Removing sudo access matters when an account changes roles, leaves a team, or keeps privileges that no longer match its responsibilities. A stale administrator group membership or /etc/sudoers.d rule can still allow root commands after ordinary file, application, or project access has already been removed.

Most Linux systems grant sudo through both group membership and sudoers policy. Ubuntu and Debian commonly use the sudo group, RHEL-like systems commonly use wheel, and local drop-ins under /etc/sudoers.d may grant narrower or passwordless rules to one account. Checking id and sudo -l -U first shows whether the account is privileged through a group rule, an explicit user rule, or both.

Keep another administrator session or console path available before changing policy. Removing a group membership with gpasswd changes the account database, while visudo protects sudoers edits from syntax errors; run a full visudo –check before relying on the change. Existing login sessions can retain the group list they had at login, so terminate or replace active sessions when immediate revocation is required.

Related: How to list sudo privileges for a user
Related: How to remove a user from a group in Linux
Related: How to audit local user accounts in Linux

Steps to remove sudo access from a user:

  1. Confirm that another administrator account still has working sudo access. 
    $ sudo -l
User admin may run the following commands on server:
    (ALL : ALL) ALL

    Do not remove the last working administrator path. Keep a root console, break-glass account, or separate administrator session available until the final check passes.

  2. Check the target account and its current groups. 
    $ id sgremove
uid=1001(sgremove) gid=1001(sgremove) groups=1001(sgremove),27(sudo)

    The sudo group grants administrator access on many Ubuntu and Debian systems.
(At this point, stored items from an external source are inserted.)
PR #4359, opened 2023-07-27
Jon/ab-light-account

Jon-edge:
### CHANGELOG

- changed: Support A/B testing for light account

### Dependencies

https://github.com/EdgeApp/edge-login-ui-rn/pull/110

### Requirements

- [x] Tested on iOS device

---
  - https://app.asana.com/0/0/1205126828151695


src/envConfig.ts
```diff
@@ -265,5 +265,6 @@ export const asEnvConfig = asObject({
       port: asOptional(asString, '8008')
     }),
     { host: 'localhost', port: '8008' }
-  )
+  ),
+  REMOTE_CONFIG_FETCH_INTERVAL: asOptional(asNumber, 12 * 60 * 60 * 1000) // 12 hours
```
paullinator, line 269: This seems VERY different from the prior default. Why 12 hours vs 1s?

fb-remote.json
```diff
@@ -0,0 +1,4 @@
+{
```
paullinator, line 1: Why is this a json file? Since it is committed, might as well be in the TS file that includes it

paullinator: If anything, this can go into env.json or appConfig.ts so we can configure it per whitelabel app

src/components/scenes/GettingStartedScene.tsx
```diff
@@ -98,27 +115,46 @@ export const GettingStartedScene = (props: Props) => {
...
+      })
+      .catch(() => {}) // handled in getRemoteConfigValue
   })
+
   const handlePressSignUp = useHandler(() => {
-    logEvent('Signup_Welcome', { variant: { doneMethod: 'click' } })
-    navigation.navigate('login', { loginUiInitialRoute: localUsersLength > 0 ? 'new-account' : 'new-light-account' })
+    getRemoteConfigValue('create_account_type')
+      .then(createAccountTypeVal => {
+        const createAccountType = String(createAccountTypeVal)
```
paullinator, line 151: This be of type CreateAccountType. See comment in login-ui PR

src/components/scenes/GettingStartedScene.tsx
```diff
@@ -90,6 +87,26 @@ export const GettingStartedScene = (props: Props) => {
   const paginationCount = sections.length + (isFinalSwipeEnabled ? 1 : 0)
   const swipeOffset = useSharedValue(0)
 
+  // Route helpers
+  const getNewAccountRoute = (createAccountType: string): InitialRouteName => {
```
paullinator, line 91: Should accept a CreateAccountType TS type, not string

paullinator (changes requested):

src/envConfig.ts
Jon-edge: The prior wasn't the default. I had it at 1s during development, I will remove the 1s altogether from the commit

src/fbRemoteConfig.ts
```diff
@@ -0,0 +1,66 @@
...
+    const stickyRemoteConfigJson = await stickyRemoteConfigDisklet.getText(REMOTE_CONFIG_STICKY)
+    stickyRemoteConfig = asFbRemoteConfig(JSON.parse(stickyRemoteConfigJson))
+  } catch (err) {
+    // Not found or mismatched. Re-generate with random values according to the
+    // defined distribution.
+    const generatedRemoteConfigSticky: FbRemoteConfig = {
+      swipeLastUsp: Math.random() < stickyDistribution.swipeLastUsp,
+      createAccountType: Math.random() < stickyDistribution.createAccountType ? 'light' : 'full'
+    }
+    const generatedJsonData = JSON.stringify(uncleaner(asFbRemoteConfig)(generatedRemoteConfigSticky))
```
paullinator, line 39: uncleaner not necessary. The type is derived from the cleaner so that ensures type compatibility

src/fbRemoteConfig.ts
```diff
@@ -0,0 +1,66 @@
...
+    await stickyRemoteConfigDisklet.setText(REMOTE_CONFIG_STICKY, generatedJsonData)
+    stickyRemoteConfig = asFbRemoteConfig(generatedRemoteConfigSticky)
```
paullinator, line 41: No need to clean the data you just created.

src/fbRemoteConfig.ts
```diff
@@ -0,0 +1,66 @@
...
+  }
+}
+
+/**
+ * Returns sticky config, waiting for initialization first.
+ */
+export const getStickyRemoteConfig = async (): Promise<FbRemoteConfig> => {
+  while (true) {
+    if (stickyRemoteConfig != null) return stickyRemoteConfig
+    await setTimeout(() => {}, 10)
```
paullinator, line 51: This needs to be snooze.

src/fbRemoteConfig.ts
```diff
@@ -0,0 +1,66 @@
...
+  }
+}
+
+/**
+ * Returns the sticky remote config value
+ */
+export const getStickyRemoteConfigValue = (key: keyof FbRemoteConfig): any => {
```
paullinator, line 58: This can't be used as it's not async

paullinator: All determination of defaults needs to be from the init function

src/components/scenes/GettingStartedScene.tsx
```diff
@@ -134,20 +143,6 @@ export const GettingStartedScene = (props: Props) => {
     }
   )
 
-  // Fetch and activate remote config (A/B testing).
-  useAsyncEffect(async () => {
```
paullinator, line 141: Need to return back to using useAsyncEffect as getting the config MUST be async

paullinator (changes requested):

src/fbRemoteConfig.ts
Jon-edge: We can't use snooze at this level, the app will crash

Jon-edge: Copied snooze instead

paullinator (approved):

samholmes (approved):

Replace sudo with wheel when that is the administrator group on the target host.

  3. List the target account's effective sudo rules. 
    $ sudo -l -U sgremove
User sgremove may run the following commands on server:
    (ALL : ALL) ALL
    (ALL : ALL) NOPASSWD: /usr/bin/id

    sudo -l -U lists another user's privileges when the caller is root or otherwise allowed to list that account's policy.

  4. Locate explicit sudoers entries for the target account. 
    $ sudo grep --recursive --line-number sgremove /etc/sudoers /etc/sudoers.d
/etc/sudoers.d/90-sgremove-id:1:sgremove ALL=(ALL:ALL) NOPASSWD: /usr/bin/id

    Do not paste sudoers contents into tickets or chat if they reveal sensitive account names, host aliases, command paths, or delegation policy.
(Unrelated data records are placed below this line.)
PR #4360, opened 2023-07-27
Remove PIN and biometric settings for light accounts

Jon-edge:
### CHANGELOG

 none

### Dependencies

 none

### Requirements

- [x] Tested on iOS device

---
  - https://app.asana.com/0/0/1205100255666907

### DIFF
--- a/src/components/scenes/SettingsScene.tsx
+++ b/src/components/scenes/SettingsScene.tsx
@@ -282,6 +282,7 @@ export class SettingsSceneComponent extends React.Component<Props, State> {
       days: lstrings.settings_days
     }
     const autoLogoutRightText = autoLogout.value === 0 ? lstrings.string_disable : `${autoLogout.value} ${timeStrings[autoLogout.measurement]}`
+    const isLightAccount = username == null
 
     return (
       <SceneWrapper background="theme" hasTabs={false}>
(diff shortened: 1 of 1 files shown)


src/components/scenes/SettingsScene.tsx
```diff
@@ -313,8 +314,10 @@ export class SettingsSceneComponent extends React.Component<Props, State> {
           <SettingsLabelRow right={autoLogoutRightText} label={lstrings.settings_title_auto_logoff} onPress={this.handleAutoLogout} />
           <SettingsLabelRow right={this.props.defaultFiat.replace('iso:', '')} label={lstrings.settings_title_currency} onPress={this.handleDefaultFiat} />
 
-          <SettingsSwitchRow key="pinRelogin" label={lstrings.settings_title_pin_login} value={this.props.pinLoginEnabled} onPress={this.handlePinToggle} />
-          {this.props.supportsTouchId && (
+          {!isLightAccount ? (
```
peachbits, line 317: Convention is to switch this so the null case is first

peachbits (changes requested):

src/components/scenes/SettingsScene.tsx
Jon-edge: Where do we have such a convention documented? Weird having to think of a flipped condition to visualize what would appear...

Jon-edge: Having it how I originally had it with null case last also aligns with the logical conditions of nullish coalescing syntax (seen elsewhere in the file).

peachbits: May be documented in past meeting notes. It's fresh in my mind since I've been recently asked to make the same change.

peachbits (approved):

  5. Remove a dedicated sudoers drop-in that belongs only to the target account. 
    $ sudo rm /etc/sudoers.d/90-sgremove-id

    Do not delete a shared sudoers file. If the file contains other users, groups, aliases, or Defaults, open it with a command such as sudo visudo -f /etc/sudoers.d/90-admins and remove only the target account's rule.

  6. Remove the target account from the administrator group. 
    $ sudo gpasswd --delete sgremove sudo
Removing user sgremove from group sudo

    Use the actual group name from the earlier id output, such as wheel on hosts where wheel grants sudo access.
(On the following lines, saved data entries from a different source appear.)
PR #4366, opened 2023-07-28
Implement 'Contacts Access' permission settings row

Jon-edge:
image

### CHANGELOG

- changed: Add a 'Contacts Access' permission settings row

### Dependencies

 none

### Requirements

- [x] Tested on iOS device

---
  - https://app.asana.com/0/0/1203556417756042


src/components/scenes/SettingsScene.tsx
```diff
@@ -155,6 +165,33 @@ export class SettingsSceneComponent extends React.Component<Props, State> {
     this.props.isLocked ? this.handleUnlock() : navigation.navigate('passwordRecovery', {})
   }
 
+  handleContactsAccess = (): void => {
+    if (this.state.contactsPermission) {
+      // App will restart after denying the permission
+      openSettings().catch(e => console.error(e))
```
swansontec, line 171: As mentioned in the engineering meetings, `console` error handling is banned. Only `showError` is acceptable, unless you have a documented reason to do it otherwise.

src/components/scenes/SettingsScene.tsx
```diff
@@ -155,6 +165,33 @@ export class SettingsSceneComponent extends React.Component<Props, State> {
...
+        buttonNegative: lstrings.string_deny
+      })
+        .then((permissionStatus: PermissionStatus) => {
+          // Can't request permission from within the app if blocked
+          if (permissionStatus === 'blocked') openSettings().catch(e => console.error(e))
+          else this.setState({ contactsPermission: permissionStatus === 'granted' })
+        })
+        // Handle any other potential failure in enabling the permission by
+        // redirecting to the system settings
+        .catch(async e => await openSettings().catch(e => console.error(e)))
```
swansontec, line 188: `showError`

src/components/scenes/SettingsScene.tsx
```diff
@@ -155,6 +165,33 @@ export class SettingsSceneComponent extends React.Component<Props, State> {
...
+    }
+
+    // Refresh this settings row
+    this.loadContactsAccess().catch(e => console.error(e))
```
swansontec, line 192: `showError`

swansontec (changes requested):
If the user turns this switch off we need to stop accessing the contacts on our own. So basically, the `useContactThumbnail` hook should check whether this row is turned on, and then always return `undefined` if so.

If the user tries to turn the switch on, and we have permissions, then simply update the setting that `useContactThumbnail` reads, so it starts returning images again. If the permission is denied, then of course we need to visit the phone settings. If we haven't asked yet, then we need to ask for the first time.

Jon-edge:
The only new verbiage is "Contacts Access" since the original task you said "use contacts for auto-complete," which didn't make sense to multiple people including myself. Also there was a real-estate issue.

src/actions/SettingsActions.tsx
```diff
@@ -298,3 +303,41 @@ export function setSpamFilterOn(spamFilterOn: boolean): ThunkAction<void> {
...
 }
+
+/**
+ * Toggle the 'Contacts Access' Edge setting. Will request permissions if
+ * toggled on/enabled AND system-level contacts permissions are not granted.
+ * Does NOT modify system-level contacts permissions if toggling the 'Contacts
+ * Access' setting OFF
+ */
+export function setContactsPermissionOn(contactsPermissionOn: boolean): ThunkAction<void> {
+  return (dispatch, getState) => {
```
swansontec, line 314: If you make this function `async (dispatch, getState)`, then you could clean up a huge amount of error handling. You would need to add a single `.catch(showError)` on the settings scene to handle the whole mess.

src/components/modals/ContactListModal.tsx
```diff
@@ -58,8 +59,12 @@ export function ContactListModal({ bridge, contactType, contactName }: Props) {
   const handleSubmitEditing = (contactName: string) => bridge.resolve({ contactName, thumbnailPath: null })
 
   React.useEffect(() => {
-    edgeRequestPermission('contacts').catch(showError)
-  }, [])
+    maybeShowContactsPermissionModal(dispatch, contactsPermissionOn)
+
+    // Avoid popping up the modal when component is mounted and the user changes
+    // contactsPermissionOn.
```
swansontec, line 65: Good comment! It clearly explains the need for the lint exception.

swansontec (changes requested):
The last two commits in this PR contain some old stuff, that then gets reverted. Please squash the last two commits into one.

src/actions/SettingsActions.tsx
```diff
@@ -310,34 +310,33 @@ export function setSpamFilterOn(spamFilterOn: boolean): ThunkAction<void> {
  * Does NOT modify system-level contacts permissions if toggling the 'Contacts
  * Access' setting OFF
  */
-export function setContactsPermissionOn(contactsPermissionOn: boolean): ThunkAction<void> {
-  return (dispatch, getState) => {
+export function setContactsPermissionOn(contactsPermissionOn: boolean): ThunkAction<Promise<void>> {
+  return async (dispatch, getState) => {
```
swansontec, line 314: Ahh, vastly more readable!

swansontec (approved):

  7. Validate the full sudoers policy after the removal. 
    $ sudo visudo --check
/etc/sudoers: parsed OK

    A full check covers the main /etc/sudoers file and included policy files. Fix any reported syntax, ownership, or permission problem before closing the administrator session.

  8. Confirm that the account no longer belongs to the administrator group. 
    $ id sgremove
uid=1001(sgremove) gid=1001(sgremove) groups=1001(sgremove)
  9. Verify that sudo no longer grants privileges to the account. 
    $ sudo -l -U sgremove
User sgremove is not allowed to run sudo on server.

    This denial is the success state for the removed local policy. If a central identity provider or LDAP sudoers source also grants sudo, remove that external rule and repeat the privilege listing.

  10. Terminate active sessions when the removal must take effect immediately. 
    $ sudo loginctl terminate-user sgremove

    This signs the account out on systemd-based hosts and can stop user services or running jobs. Skip this step when the access change is scheduled and current sessions should not be interrupted.